Every AI conversion tool now says it runs itself. These are the three steps your team keeps.

by , Founder & Growth Lead

Three conversion-software vendors, three current homepages, June 2026. Mutiny: "Your AI agent for creating anything customer-facing." Evolv AI: "The optimization engine that runs itself." Kameleoon: "Build experiments in minutes by chatting with AI." Three different products — an asset generator, a UX optimizer, an experimentation platform. One pitch.

A month ago, when this blog last mapped the field, you could still place a conversion vendor by reading its homepage. The research-led firms talked about research. The automation vendors talked about their tool. That signal is gone. If you're choosing software to lift your store's or product's conversion rate this year — or sitting through pitches for one — this piece is about the question those homepages stopped answering, and the three steps your team keeps in-house whichever tool you end up buying.

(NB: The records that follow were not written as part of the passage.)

PR #1081, opened 2021-07-29
Add logger flags to write.Table

### LINKED ISSUE #1048: Table writer throws a confusing error when logging pressure
## Description

`hoomd.write.Table` doesn't set `pDataFlags[pdata_flag::pressure_tensor]` to `1` when logging `ThermodynamicQuantities.pressure` like `hoomd.write.GSD` does.

## Output

```python
  File "SIBCI.py", line 417, in <module>
    run(100)
  File "SIBCI.py", line 403, in run
    sim.run(s, write_at_start=was)
  File "/home/ssavitz/miniconda3/lib/python3.8/site-packages/hoomd/simulation.py", line 393, in run
  File "/home/ssavitz/miniconda3/lib/python3.8/site-packages/hoomd/write/table.py", line 285, in act
    self._write_row(output_dict)
  File "/home/ssavitz/miniconda3/lib/python3.8/site-packages/hoomd/write/table.py", line 264, in _write_row
    self.delimiter.join(
  File "/home/ssavitz/miniconda3/lib/python3.8/site-packages/hoomd/write/table.py", line 265, in <genexpr>
    (self._fmt(data[k], headers[k]) for k in headers)))
  File "/home/ssavitz/miniconda3/lib/python3.8/site-packages/hoomd/write/table.py", line 97, in __call__
    return self.format_num(value, column_width)
  File "/home/ssavitz/miniconda3/lib/python3.8/site-packages/hoomd/write/table.py", line 112, in format_num
    min_len_repr = int(log10(max(abs(value), 1))) + 1
ValueError: cannot convert float NaN to integer
```

If a `hoomd.write.GSD` happens to output the pressure on that frame, or `hoomd.Simulation.always_compute_pressure` is set, then it can work.

## Passible resolutions

- `hoomd.write.Table` should include logic like `hoomd.write.GSD`. (I'd add it myself, if I could easily find the segment of code where this is handled in the `GSD` module.)  This is the most reasonable solution in my opinion.
- Some `string` value like `"nan"` should be printed in the table.
- A warning should be printed when creating a `hoomd.write.Table` with a `hoomd.logging.Logger` which includes `ThermodynamicQuantities.pressure`.

## My workaround

My solution was

1. To write a simple function:
```python
def pressure():
    p = thermo.pressure

    if isnan(p):
        return "nan"
    else:
        return str(p)
```
2. Add it to the Table Logger with:
```python
tableLogger[ ("pressure") ] = (pressure, "string")
```
3. And add an additional `GSD` writer which just saves the pressure with a period that is quadruple that of table and a filename of `"/tmp/pressure.gsd"`.

Thus, in the table, I get three `nan`s per valid scalar, which I figure is good for efficiency.

### A further extension

I also added six analogous functions `Pxx`, `Pyy`, . . ., `Pyz`, which do a similar thing for `ThermodynamicQuantities.pressure_tensor`, which would otherwise be in the `hoomd.logging.Logger` category `sequence`, and hence impossible to logged in a table.  These should perhaps be combined into the `strings` category, but then `hoomd.write.Table` would have to support `strings`.

## Configuration

Versions:
- **HOOMD-blue** `v3.0.0-beta.7`
  -  (The rest is probably irrelevant)
- Python version: 3.8.5

Platform:
- Linux

Installation method:
- Compiled from source in a `Conda` `venv`

joaander:
This allows write.Table to display pressure values. See #1048
for a complete description.

## Description

Add pdata flags to `write.Table`

## Motivation and context

This allows `write.Table` to display pressure values.

Resolves #1048 

## How has this been tested?

This is tested with the added unit test.

## Change log

```
Fixed:

- ``write.Table`` can now display MD pressures.
```

## Checklist:


hoomd/md/pytest/test_table_pressure.py
```diff
@@ -0,0 +1,25 @@
...
+        hoomd.md.methods.NVT(hoomd.filter.All(), tau=1, kT=1))
+    sim.operations.integrator = integrator
+
+    logger = hoomd.logging.Logger(categories=['scalar'])
+    logger.add(thermo)
+    output = io.StringIO("")
+    table_writer = hoomd.write.Table(1, logger, output)
+    sim.operations.writers.append(table_writer)
+
+    sim.run(1)
```
b-butler, line 25: We should check for pressure in the `output`'s first line.

b-butler (changes requested):
Overall, looks good. I have one suggestion on the test.

Also, while not necessary to do now. It may be worth considering making the flags for logger backends dynamic (or providing a way to do so) to increase performance when pressure is not required, although I don't know how much return on investment that would be.

hoomd/md/pytest/test_table_pressure.py
joaander: Done.

joaander:
I have doubts on whether dynamic determination of flags is possible in the general sense. Given an arbitrary callable function that is a loggable quantity, how could you determine which flags need to be set for it?

lyrivera (approved):
This looks good to me.

b-butler:
@joaander I agree the general case is probably not easily feasible, but the specific case of our provided loggable quantities it should be fairly simple. However, we would need an option to set all flags for the logger backends, and ultimately this was just a thought, not something that needs to be done now, just if we find the logging prohibitively slow with the flags set at some point.

b-butler (approved):
LGTM

PR #1082, opened 2021-07-29
Remove Doxygen documentation

### LINKED ISSUE #211: clean up doxygen docs
**[Original report](https://bitbucket.org/glotzer/hoomd-blue/issue/211) by me.**

The doxygen docs for hoomd have not been tested in a while and need some work to get back into a usable condition.

joaander:
## Description

Remove the doxygen documentation configuration and directory.

## Motivation and context

#211 has been around for 5 years. To my knowledge, very few developers have compiled the doxygen documentation since it was posted. I don't think it is worth the effort to maintain doxygen documentation configuration files and ensure that all hoomd docs build and render properly with them.

I still recommend Javadoc style documentation in `style.rst`, not for compatibility with doxygen, but because developers most often read this documentation in their source editor and many source editors provide rich features for Javadoc style comments (e.g. displaying the documentation for an argument as you type a function call argument list).

Resolves #211

## How has this been tested?

No tests needed.

## Change log

This is an internal developer focused change, no change log entry is needed.

## Checklist:


joaander:
I considered moving `sphinx-doc` to `doc`. I decided not to because `sphinx-doc` has a git submodule in it, and git submodule removals are very disruptive to developers.

j-proc (approved):
I think I'd agree that actually building doxygen is largely unnecessary as devs would typically prefer to read it in context. I also think HOOMD is probably too large to produce any truly insightful diagrams that can be produced via doxygen. So I fully support this change. 

> I considered moving `sphinx-doc` to `doc`. I decided not to because `sphinx-doc` has a git submodule in it, and git submodule removals are very disruptive to developers.

I don't see this as an issue. I somewhat prefer the `sphinx-doc` name. More explicit is generally better for new devs so they don't need to keep checking project documentation for where things would be located. I at least use tab completion so there's really no benefit to having such short names.

joaander:
Thanks for the review!

PR #1085, opened 2021-07-29
Unify msg_file

### LINKED ISSUE #1005: Combine msg_file and shared_msg_file Device parameters
## Description

The Device class has separate options for msg_file (one file per rank), and shared_msg_file (one file shared among all ranks on the communicator - but not across partitions).

I would think that the default option users would want would be the shared message file. For example, if they gave all ranks the same `msg_file`, the output would be garbled as many ranks may write to the same file.

## Proposed solution

Nominally, we should remove `shared_msg_file` and making that the behavior of `msg_file` in MPI enable builds.

Except that we should remove the automatic extension of the file name with `.{{partition}`` - that is something that users can set in their Python script if they wish. We should document that the `msg_file` names should be different on different partitions, but leave it up to the user to choose the name (e.g. each partition's output goes into a separate signac job directory).

## Additional context

However, using the shared message file only solution prevents the current default use-case where `msg_file` is one file per rank. While not the default case, this can be useful by developers for debugging.

I still think this is the right choice. Developers needing to separate output by rank can either use the collective notice messages or otherwise redirect stdout to separate files by rank in their launch. The only other option I see is to detect when the user gives the same or different file names and open shared or non-shared files accordingly - though this is somewhat non-intuitive.

## Developer

I can make the change, though this would be a good first issue for someone wanting to get started with C++ and MPI development in HOOMD.

joaander:
## Description

Remove `shared_msg_file` and make `msg_file` always use the `shared_msg_file` behavior.

## Motivation and context

There is no need to have two options that both accomplish essentially the same effect. There is only one rare use case detailed in #1005 that this removes, but there are workarounds.

The ``nrank`` change is somewhat disconnected from this pull request, but I made it here because I realized the confusing nature of the name ``nrank`` when I wrote the example for ``msg_file`` and partitions.

Resolves #1005 

## How has this been tested?

Unit tests pass. I also ran a local simulation using partitions and ensured that the new example code works as intended.

## Change log

```
Removed:

- [breaking] ``shared_msg_file`` option to ``Device``. ``msg_file`` now has the same behavior as ``shared_msg_file``

Changed:

- [breaking] Rename ``nrank`` to ``ranks_per_partition`` in ``Communicator``.
```

## Checklist:

### DIFF
--- a/hoomd/Messenger.cc
+++ b/hoomd/Messenger.cc
@@ -83,10 +83,6 @@ Messenger::Messenger(std::shared_ptr<MPIConfiguration> mpi_config) : m_mpi_confi
     assert(m_mpi_config);
     if (m_mpi_config->getRank() != 0)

This blog's running argument on conversion work, in one line: experiments start with research, not auto-tuning, and the unit of work is intent — what the visitor is trying to get done, upstream of whatever page they landed on. If you haven't read those pieces, that line is all you need. The question this one adds: when every tool claims to run the work end to end, which parts can you actually hand over?

The pitch converged — from both directions

We read ten current homepages across the AI-conversion space for this piece — the personalization vendors, the experimentation platforms, the newer AI-first entrants. The expected finding was that the automation camp had learned to talk like researchers. That is not what the sample shows. With one exception, the sites now lead with what the system does on its own: it senses, decides, generates, allocates.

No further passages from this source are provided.